Genomic outpost serve the phylogenomic pioneers: designing novel nuclear markers for genomic DNA extractions of Lepidoptera

This paper just came out:

PDF Wahlberg, N. & C. Wheat. 2008. Genomic outpost serve the phylogenomic pioneers: designing novel nuclear markers for genomic DNA extractions of Lepidoptera.

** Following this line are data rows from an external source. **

PR #1038, opened 2024-08-07
Replace Select-Object -SkipLast with PowerShell 2 compatible equivalent

Mrman1093:
# Pull Request

## Description

Update `Copy-File` function to use a PowerShell 2 compatible alternative to `Select-Object -SkipLast 1` 

The `-SkipLast` parameter was added to `Select-Object` in PowerShell 5
https://learn.microsoft.com/en-us/previous-versions/powershell/module/microsoft.powershell.utility/select-object?view=powershell-4.0

https://learn.microsoft.com/en-us/previous-versions/powershell/module/microsoft.powershell.utility/select-object?view=powershell-5.0

## Type of change

- [X] Bug fix (non-breaking change which fixes an issue)

## Checklist

- [X] I am pulling to the **develop** branch
- [X] I have made corresponding changes to the documentation

## How Has This Been Tested?

Dot-sourced AppDeployToolkitMain.ps1 and used `Copy-File` to copy a folder from one location to another.


DanGough:
Previous code always made the assumption that the last line was to be ditched. Your change will end up returning the single line twice if the output is a single line... I think a better approach is to simply trim the entire output to get rid of the last blank line, then use a regex replace to get rid of any whitespace at the beginning of each line:

```powershell
$RobocopyOutput = $RobocopyResult.StdOut.Trim() -Replace '\n\s+',"`n"
```

DanGough (approved):
PR updated with neater implementation. Good to go!

sintaxasn (approved):

PR #1075, opened 2024-11-25
Allow PSAppDeployToolkit v4.0 config options to be specified via the registry as administrative overrides

mjr4077au:
# Pull Request

## Description

In support of https://github.com/PSAppDeployToolkit/PSAppDeployToolkit4-devel/issues/55, configuration parsing now works in the following fashion:

* Module's default config is imported.
* Caller's config adjacent to their `Invoke-AppDeployToolkit.ps1` script is superimposed over the top.
* Now, registry values defined via Intune or Group Policy are superimposed over the top of those.

This will facilitate mass deployment changes such as dialog styles, etc, without necessarily having to repackage all applications.

Fixes: https://github.com/PSAppDeployToolkit/PSAppDeployToolkit4-devel/issues/55

## Type of change

## Checklist

## How Has This Been Tested?

This has been tested with the relevant registry settings defined in HKEY_LOCAL_MACHINE\SOFTWARE\PSAppDeployToolkit\Config and works as expected.

image

Supporting ADMX files should be created to support the administrator and allow for natural management without resorting to scripts, etc.

### DIFF
--- a/src/PSAppDeployToolkit/Config/config.psd1
+++ b/src/PSAppDeployToolkit/Config/config.psd1
@@ -37,7 +37,7 @@
         # Specify if the log files should be bundled together in a compressed zip file.
         CompressLogs = $false
 
-        # Choose from either 'Native' for native PowerShell file copy via Copy-Item, or 'Robocopy' to use robocopy.exe.
+        # Choose from either 'Native' for native PowerShell file copy via Copy-ADTItem, or 'Robocopy' to use robocopy.exe.
         FileCopyMode = 'Native'
 
         # Specify if an existing log file should be appended to.
@@ -77,7 +77,7 @@
         # Same as RegPath but used when RequireAdmin is False. Bear in mind that since this Registry Key should be writable without admin permission, regular users can modify it also.
         RegPathNoAdminRights = 'HKCU:\SOFTWARE'
 
-        # Specify if Administrator Rights are required. NB: Some functions won't work if this is set to false, such as deferral, blockexecution, file & registry RW access and potentially logging.
+        # Specify if Administrator Rights are required. Note: Some functions won't work if this is set to false, such as deferral, block execution, file & registry RW access and potentially logging.
         RequireAdmin = $true
 
         # Automatically changes DeployMode for session zero (SYSTEM) operations.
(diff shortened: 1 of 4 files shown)


DanGough (commented):
Are we happy with the reg key being `HKLM\SOFTWARE\PSAppDeployToolkit`?

Would an ADMX template put entries under `HKLM\SOFTWARE\Policies\PSAppDeployToolkit` by default? We might also want to consider if a policy could be applied at a user or device level, in which case we might also want to look at the HKCU equivalent, and decide which one takes precedent.

Since I would refer to the settings themselves as Policies, and consider ADMX as just one way to set those keys, I would rename a couple of things:

`-NoAdmxParsing` -> `-NoPolicy` or `-IgnorePolicy` perhaps?

`$admxSettings` -> `$policySettings`

mjr4077au:
> Are we happy with the reg key being `HKLM\SOFTWARE\PSAppDeployToolkit`?

It could certainly move there, though initially I was wanting to keep all the keys pertaining to PSAppDeployToolkit contained to one location. Not all ADMX templates manipulate keys within a Policies subkey, they can technically be wherever you want them to be within the registry.

> Would an ADMX template put entries under `HKLM\SOFTWARE\Policies\PSAppDeployToolkit` by default? We might also want to consider if a policy could be applied at a user or device level, in which case we might also want to look at the HKCU equivalent, and decide which one takes precedent.

Whatever an admin defines within the registry, either manually or via an ADMX when we get to it would be the authoriative value used, superseding a local config along-side a deployment script, and of course the module's default config.

Regarding settings in HKCU, I don't think it's a good idea as users could technically stuff their own settings in there and manipulate an installation surruptitiously. I think machine-based policies only would be the best approach.

> Since I would refer to the settings themselves as Policies, and consider ADMX as just one way to set those keys, I would rename a couple of things:
> 
> `-NoAdmxParsing` -> `-NoPolicy` or `-IgnorePolicy` perhaps?
> 
> `$admxSettings` -> `$policySettings`

Yeah, I can change that out. I prefer `-IgnorePolicy` to `-NoPolicy` if you're amenable to that?

mjr4077au:
Hi @DanGough, I've changed the base registry path as suggested, and the `-NoAdmxParsing` switch to `-IgnorePolicy`. Please let me know if there's any further review items.

PR #1094, opened 2024-12-04
Unofficial PSADT module cleanup

mjr4077au:
# Pull Request

## Description

This PR adds the necessary logic to remove the unofficial PSADT module from systems where found, and handles situations whereby the caller may be in PowerShell 7 but the PSADT module was installed via Windows PowerShell 5.x, etc.

It should be noted that this PR does increase the module importation time, especially when the module _is_ present and requires removal. Typical import time for the module is ~3 seconds. Following this change, if PSADT isn't found, ~7 seconds. Following this change and PSADT is found, ~10 seconds.

The penalty of import duration is worth considering as the unofficial PSADT module has been a painful experience and often collides with users and their intention as they don't understand the clobbering aspect of having that module loaded/available while attempting to use PSADT 3.x independently of it.

## Type of change

## Checklist

## How Has This Been Tested?

This has been tested on my device end to end in Windows PowerShell 5.x and PowerShell 7.

### DIFF
--- a/src/PSAppDeployToolkit/ImportsFirst.ps1
+++ b/src/PSAppDeployToolkit/ImportsFirst.ps1
@@ -56,22 +56,16 @@ $CommandTable = [ordered]@{}; $ExecutionContext.SessionState.InvokeCommand.GetCm
 # Ensure module operates under the strictest of conditions.
 & $CommandTable.'Set-StrictMode' -Version 3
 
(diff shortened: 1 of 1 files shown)


sintaxasn (approved):
Downgradede to a Warning and removed the dependency on PowerShellGet. Good to go.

Systematic Biology, 57(2): 231-242. doi:10.1080/10635150802033006

List of vouchers.

Niklas Wahlberg and Chris Wheat describe a cool way to "easily" find new genes for phylogenetic inference. The authors wonder how many genes are necessary for getting a robust phylogeny. Maybe the more, the merrier, but for butterflies at least, they say that between 3 and 5 genes should be okay —for most of the nodes. If you want to be sure about relationships of ambiguous taxa, get 11 genes then.

From the abstract:
Increasing the number of characters used in phylogenetic studies is the next crucial step towards generating robust and stable phylogenetic hypotheses—i.e., strongly supported and consistent across reconstruction method. Here we describe a genomic approach to finding new protein-coding genes for systematics in nonmodel taxa, which can be PCR amplified from standard, slightly degraded genomic DNA extracts. We test this approach on Lepidoptera, searching the draft genomic sequence of the silk moth Bombyx mori, for exons >500 bp in length, removing annotated gene families, and compared remaining exons with butterfly EST databases to identify conserved regions for primer design. These primers were tested on a set of 65 taxa primarily in the butterfly family Nymphalidae. We were able to identify and amplify six previously unused gene regions (Arginine Kinase, GAPDH, IDH, MDH, RpS2, and RpS5) and two rarely used gene regions (CAD and DDC) that when added to the three traditional gene regions (COI, EF-1α and wingless) gave a data set of 8114 bp. Phylogenetic robustness and stability increased with increasing numbers of genes. Smaller taxanomic subsets were also robust when using the full gene data set. The full 11-gene data set was robust and stable across reconstruction methods, recovering the major lineages and strongly supporting relationships within them. Our methods and insights should be applicable to taxonomic groups having a single genomic reference species and several EST databases from taxa that diverged less than 100 million years ago.